In this exercise, the data must be written out exactly.

Collected data
......
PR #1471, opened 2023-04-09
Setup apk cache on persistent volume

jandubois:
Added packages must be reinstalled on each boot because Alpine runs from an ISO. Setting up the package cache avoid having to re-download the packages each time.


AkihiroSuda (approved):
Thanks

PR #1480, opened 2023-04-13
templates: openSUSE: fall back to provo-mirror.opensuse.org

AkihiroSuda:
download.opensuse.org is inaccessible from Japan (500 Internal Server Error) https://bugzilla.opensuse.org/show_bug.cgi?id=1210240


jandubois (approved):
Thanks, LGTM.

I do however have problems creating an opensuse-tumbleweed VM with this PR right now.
......
Expected output:
PR #1471, opened 2023-04-09
Setup apk cache on persistent volume

jandubois:
Added packages must be reinstalled on each boot because Alpine runs from an ISO. Setting up the package cache avoid having to re-download the packages each time.


AkihiroSuda (approved):
Thanks

PR #1480, opened 2023-04-13
templates: openSUSE: fall back to provo-mirror.opensuse.org

AkihiroSuda:
download.opensuse.org is inaccessible from Japan (500 Internal Server Error) https://bugzilla.opensuse.org/show_bug.cgi?id=1210240


jandubois (approved):
Thanks, LGTM.

I do however have problems creating an opensuse-tumbleweed VM with this PR right now.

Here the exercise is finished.